Kim Kardashian needs no introduction. The infamous TV star has cemented herself as a celebrity icon and has worked in several industries. She has produced her own fragrances and fashion lines, and expanded into other areas of the entertainment industry, like the app space. But her new company is likely her most unexpected move yet.
What is Kim Kardashian’s new company?
According to the Wall Street Journal, Kim Kardashian is teaming up with Jay Sammons to form SKKY Partners, a private-equity firm. Reports also say Kris Jenner will be joining the firm as a partner.
According to the Wall Street Journal, this company will be “focused on investing in and building consumer and media businesses.” It will work in “sectors including consumer products, hospitality, luxury, digital commerce, and media as well as consumer-media and entertainment businesses.”
Jay Sammons is a former member of the highly prestigious Carlyle Group Inc. private equity firm. So he has had plenty of experience in this field, suggesting that this company will quickly become a massive player in the sector.
Kim told the Wall Street Journal that:
“The exciting part is to sit down with these founders and figure out what their dream is. I want to support what that is, not change who they are in their DNA, but just support and get them to a different level.”

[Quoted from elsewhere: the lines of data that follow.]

PR #165, opened 2018-03-07
Add request logging via feature flag

vasi-stripe:
We have request logging, but deploying it is a real pain in the butt on a large cluster.

Use a feature flag instead!


jerry-stripe:
LGTM

PR #166, opened 2018-03-12
Send DB request stats

vasi-stripe:
Send a count metric for every DB request. This helps to figure out what data sets are completely unused, and should probably be deleted.

* This only sends aggregate data every minute, so it's not a high load on sequins or DataDog
* In contrast to expvar metrics:
    * These are typed as RATE, so they can be safely summed over time
    * These aren't lossy—even a single request to a DB will be caught

### DIFF
--- a/debug.go
+++ b/debug.go
@@ -13,6 +13,7 @@ import (
 	"sync"
 	"time"
 
+	"github.com/DataDog/datadog-go/statsd"
 	"github.com/codahale/hdrhistogram"
 )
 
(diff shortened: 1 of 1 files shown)


dusty-stripe:
I feel like, if we haven't, we should check with #observability to see what they think about the count batching. If I understand correctly, datadog/veneur already sends metrics upstream on an interval instead of real time. And since the communication to the agent is local I wouldn't imagine it's a terribly large burden on Sequins. Otherwise, this LGTM.

vasi-stripe:
This is the approach OBS recommended when I asked them on Friday :)

PR #168, opened 2018-05-23
Open downloaded files for write with `O_DIRECT`.

bartle-stripe:
I hypothesize that some of our high system CPU usage can be attributed to caching effects.  Since we expect our working set to include a small subset of the just-downloaded data, it's counter-productive to keep the data in cache.

r? @vasi-stripe 
cc @stripe/storage


vasi-stripe:
lgtm

bartle-stripe:
PTAL @vasi I made this configurable, since 128 KiB seems better for NVMe-based AWS i3 instances.

PR #204, opened 2019-03-29
Update the zookeeper url to retrieve the package over TLS

nati-stripe:
Change the apache.org url in the travis config so that it pulls in zookeeper over HTTPS.


bartle-stripe:
lgtm

PR #200, opened 2020-10-01
Fix memory problems

r-ash:
Special 200th PR :confetti_ball: :champagne: :partying_face: 

This PR will
* Make sure workers are killed
* Workers spawned by queue have a timeout of 5 mins

This (hopefully) fixes all the annoying memory issues I've had working with hintr. The problem was in particular tests where they start a job on a worker and then the test completes before the job finishes the call to `cleanup` would not kill the worker processes. This meant after running test suite you would end up with several orphaned worker processes using up memory


richfitz (approved):
:tada:

PR #203, opened 2020-10-20
Naomi dev 2021

jeffeaton:
This branch are updates to hintr to align with the 2021 version of Naomi (naomi >=2.0).

I'm opening a PR for this as a place for discussion, but not merging until we're ready to deploy the new version.  (Please suggest if you suggest a different approach for this.)


tests/testthat/test-filters.R
```diff
@@ -191,8 +191,7 @@ test_that("error thrown when tree can't be constructed", {
 })
 
 test_that("naomi IDs can be mapped to hint IDs", {
-  expect_equal(get_hint_id(2), "prevalence")
-  expect_equal(get_hint_id("2"), "prevalence")
+  expect_equal(get_hint_id("prevalence"), "prevalence")
```
jeffeaton, line 194: @r-ash -- this change is because the indicators metadata table is updated with `indicator` rather than `indicator_id` ([here](https://github.com/mrc-ide/naomi/commit/69e880561832a8fbf42d4c9ab65dd7e00b637b99)). Can you review this change and make sure it is the right thing to do and flag if any implications for hint?

jeffeaton:
Note that 7354d3b updates a few of the metadata schemas:

* `inst/schema/BarchartIndicator.schema.json`
* `inst/schema/ChoroplethIndicatorMetadata.schema.json`
* `inst/schema/ModelResultRow.schema.json`

Make sure to flag these to HINT when merging.

tests/testthat/test-filters.R
r-ash: This function and `get_indicator_display_name` aren't actually called from anywhere - must be old helpers which never got removed. I've removed them now

r-ash (approved):
This looks fine to me, I think should work fine with hint as the changes are mostly in data structure which is metadata driven. I'll add someone on the hint side as reviewer though as they generate interfaces from the json schema so might be some updates needed there.

PR #204, opened 2020-10-21
update pkgapi dependency to >= 0.0.10

jeffeaton:
pkgapi_v0.0.10 updated some things for plumber 1.0.0, which helped clear some errors I was getting on the tests.


r-ash (approved):
Thanks for this

PR #208, opened 2020-11-11
update ART data schema column year to calendar_quarter

jeffeaton:
We agreed last week to update the ART programme data schema to field `calendar_quarter` instead of `year`.  I thought that `hintr` was already equipped for this, but it is not. It is requiring column `year` right now.

This PR updates the schema to column `calendar_quarter`.  I'm having trouble running the tests locally again, and suspect this may fail some tests.

This is blocking model testing, so it would be great if we can try to work through and deploy quickly.

Thanks,
Jeff


jeffeaton:
We've got a problem here (which @r-ash mentioned last week...).

The function `do_validate_programme()` returns `"year"` filters for HINT to population the chloropleth: https://github.com/mrc-ide/hintr/blob/428777a9b824c90f6e81e69e9a84b9b1bb356750/R/validate_inputs.R#L131.

We've now switched to the `calendar_quarter` field in this dataset.  This needs to be replaced with `get_quarter_filters(data)`.  I'm not sure what the implications of this for HINT are though.

Is it possible to (1) return the quarter labels here instead of year labels, and (2) change the label on the user interface to "Period" instead of "Year"?

Thanks,
Jeff

jeffeaton:
I think this should be ready now. I updated the line mentioned above to return the quarter labels to the year field:

https://github.com/mrc-ide/hintr/blob/0a07082e163851982cf83965b73cc4909433794d/R/validate_inputs.R#L131

And updated tests accordingly.

r-ash (approved):

PR #212, opened 2020-11-26
Add model options endpoint for calendar_quarter_t1_default

jeffeaton:
This adds an endpoint for `calendar_quarter_t1_default` to return the most recent `survey_mid_calendar_quarter` from the surveys dataset as a default for the `calendar_quarter_t1` option.

It corresponds to PR mrc-ide/naomi#162.

😨


R/model_options.R
```diff
@@ -52,6 +54,7 @@ do_endpoint_model_options <- function(shape, survey, programme, anc) {
     area_level_options = area_level_options,
     area_level_default = area_level_options[[length(area_level_options)]]$id,
     calendar_quarter_t1_options = time_options,
+    calendar_quarter_t1_default = most_recent_survey_quarter,
```
r-ash, line 57: I think we need to make sure that `most_recent_survey_quarter` is in the list of `time_options` it probably always is? Time options is a fixed list of quarters from `Jan 2010` to now. I think putting a line to add `most_recent_survey_quarter` to the `time_options` if it isn't already in there would be worth while

r-ash (changes requested):
Changes look good, there are some test failures https://buildkite.com/mrc-ide/hintr/builds/423#2ea9299d-7254-4a6f-86ae-564edb5b520a/30-165 these might just be because of issues in naomi json or the version of naomi being out of date.
Can you also
* Bump the version of this package
* Update dependency on naomi verison to `2.0.6` 
* Update the docker build to build the open branch of naomi with this change in see https://github.com/mrc-ide/hintr/commit/ecca118df23313ef76db1300c499c52edd9bb43c for an example of what this looks like

I can then deploy to staging when the build passes

R/model_options.R
jeffeaton: Thanks good shout. Addressed in 1505cc6.

r-ash (approved):

PR #215, opened 2020-12-03
Turn off multithreading for TMB

r-ash:
Not sure how to test this, running locally without this change it isn't running on more than 1 CPU and staging has only 1 CPU available as it is a vagrant box. Open to suggestions. I can at least test on staging to make sure it doesn't break anything.

### DIFF
--- a/docker/Dockerfile
+++ b/docker/Dockerfile
@@ -32,5 +32,8 @@ RUN R CMD INSTALL /src
 
 EXPOSE 8888
 ENV HINTR_QUEUE_ID=hintr
+## Model run will try to parallelise over as many threads as are available
+## potentially slowing the application, manually limit threads to 1
+ENV OMP_NUM_THREADS=1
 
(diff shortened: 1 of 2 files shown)


r-ash:
Have deployed this on staging and confirmed that the model still runs so we haven't broken entrypoint for the workers. I can see the call to `TMB::openpm` return value in the logs too so I have confidence this is being run.

richfitz (commented):
Once you confirm that TMB used to spike the CPU without this (on production or elsewhere) and that this change fixes it, we can merge.

r-ash:
Turns out using `TMB::openmp(1)` didn't work and we saw on production this still using 10 cores. After more digging, using OMP env var `OMP_NUM_THREADS` does work to limit this. I have checked this by running a model manually on production, both with and without the flag and confirmed it works.

richfitz (approved):

PR #216, opened 2020-12-04
Validate survey data survey_mid_calendar_quarter column

jeffeaton:
This PR:
* Revises the functions `assert_calendar_quarter_column()` and `assert_year_column()` to accept an argument `col_type = ` to apply the validation to columns with a different name but same specification.
* Adds assertion check to for `survey_mid_calendar_quarter` column in `do_validate_survey()`

This would catch the error from Tuesday just before the UNAIDS ToT due to misspecified survey_mid_calendar_quarter upon data upload.

### DIFF
--- a/NEWS.md
+++ b/NEWS.md
@@ -1,3 +1,9 @@
+# hintr 0.1.14
+
+* Generalize functions `assert_calendar_quarter_column()` and `assert_year_column()` to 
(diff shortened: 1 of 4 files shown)


r-ash (approved):
Thanks, this looks good

PR #217, opened 2020-12-04
Naomi 2.1.1

jeffeaton:
This is pinned to naomi@option-output-aware (PR 178 on Naomi), which:

* adds an advanced option "output_aware_plhiv" and
* makes advanced options block collapsible


jeffeaton:
This is a regrettable mess. Closing it but not deleting it so we can remember how bad things can get.

PR #218, opened 2020-12-04
pin to naomi@option-output-aware

jeffeaton:
Let's try this again. This is pinned to naomi@option-output-aware (mrc-ide/naomi#178).

* adds an advanced option "output_aware_plhiv" and
* makes advanced options block collapsible

The ModelRunOptions.schema needs `collapsible` and `collapsed` added: 
https://github.com/mrc-ide/hintr/blob/master/inst/schema/ModelRunOptions.schema.json#L73

### DIFF
--- a/DESCRIPTION
+++ b/DESCRIPTION
@@ -1,6 +1,6 @@
 Package: hintr
 Title: R API for calling naomi district level HIV model
-Version: 0.1.13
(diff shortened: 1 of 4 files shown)


r-ash:
see #219 (this was failing because branch name is `origin/...` and docker doesn't like that

PR #219, opened 2020-12-04
Naomi option output aware

r-ash:
see #218


jeffeaton (approved):
Looks great, if i do say so mysefl.

PR #222, opened 2020-12-05
Naomi awareness of HIV status indicators (v2.1.2)

jeffeaton:
This linked to mrc-ide/naomi#184.

It pins to pins to branch naomi@aware-of-status and updates the hintr tests for new model options in Naomi and additional output indicators.


tests/testthat/test-api.R
```diff
@@ -1,1217 +1,1217 @@
-context("api")
-
-test_that("don't change language if not asked to", {
```
r-ash, line 3: :face_with_head_bandage:

typescript
```diff
@@ -0,0 +1 @@
+Script started on Wed Dec  2 20:35:01 2020
```
r-ash, line 1: Not sure where this is from?

r-ash (changes requested):

typescript
jeffeaton: 🤷

jeffeaton:
936b88a adds new options to the validate options JSON payload, which should fix those erroring API tests.

I noticed a comment about model_options_valdate() 'endpoint not currently called'. I think that is out of date now?

https://github.com/mrc-ide/hintr/blob/39883b573abeecf3e3816fb7ca6c7e923b6ec839/R/endpoints.R#L107-L112

r-ash (approved):

PR #223, opened 2020-12-07
Update naomi version no and pin to branch

r-ash:


jeffeaton (approved):
Not much to complain about here.  Do you want to bump the hintr version number, or no need if it's only a branch pin?

PR #672, opened 2021-12-17
Allow absolute paths in deps.edn :local/root

Cnly:
Previously if I have something like

```clj
clj-kondo/clj-kondo {:local/root "/Users/me/git/clj-kondo"}
```

as a dependency in `deps.edn`, lsp will fail with

```
java.lang.IllegalArgumentException: /Users/me/git/clj-kondo is not a relative path
```

This PR fixes that issue.

### DIFF
--- a/src/clojure_lsp/source_paths.clj
+++ b/src/clojure_lsp/source_paths.clj
@@ -80,7 +80,8 @@
                            (remove nil?))
           deps-files-by-local-root (->> local-roots
                                         (map (fn [local-root]
-                                               (let [sub-deps-file (io/file root-path local-root "deps.edn")]
+                                               (let [local-root (shared/relativize-filepath local-root root-path)
+                                                     sub-deps-file (io/file root-path local-root "deps.edn")]
                                                  (when (shared/file-exists? sub-deps-file)
                                                    [local-root sub-deps-file]))))
                                         (remove nil?))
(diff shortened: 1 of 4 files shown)


ericdallo:
@Cnly d you think it's related with this issue?
https://clojurians.slack.com/archives/CPABC1H61/p1639747789213400

src/clojure_lsp/source_paths.clj
```diff
@@ -80,7 +80,8 @@
                            (remove nil?))
           deps-files-by-local-root (->> local-roots
                                         (map (fn [local-root]
-                                               (let [sub-deps-file (io/file root-path local-root "deps.edn")]
+                                               (let [local-root (shared/relativize-filepath local-root root-path)
+                                                     sub-deps-file (io/file root-path local-root "deps.edn")]
```
ericdallo, line 84: Could you create a test for that?

ericdallo: seems like CI is failing because of this change

Cnly: Right, should be fixed now with a new testcase.

ericdallo (approved):

Cnly:
Should I also add a changelog entry for this one?

ericdallo:
Thank you very much for the help!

She also told the publication that, while SKKY Partners has yet to make any investments, it plans to before the end of the year and that they’ll also begin fundraising soon.
What is a private-equity firm?
At its most basic, a private-equity firm is a firm that raises money from its partners and investors and pools it. The firm then uses this pooled money to invest in a company. Usually, they’ll take an ownership stake within the company or buy it out entirely, most commonly via a leveraged buyout. So many private-equity firms are managing several companies at once.
Usually, a private-equity firm will have a specific field they work within. Hence why Wall Street Journal noted that Kim’s firm would work in the “consumer products, hospitality, luxury, digital commerce, and media as well as consumer-media and entertainment businesses.”
When a private-equity firm invests in a company, it is usually a long-term thing with the firm holding on to a company for five to ten years. The private-equity firm makes its money by taking a cut when the company is sold and by charging management fees. However, the exact details vary from company to company.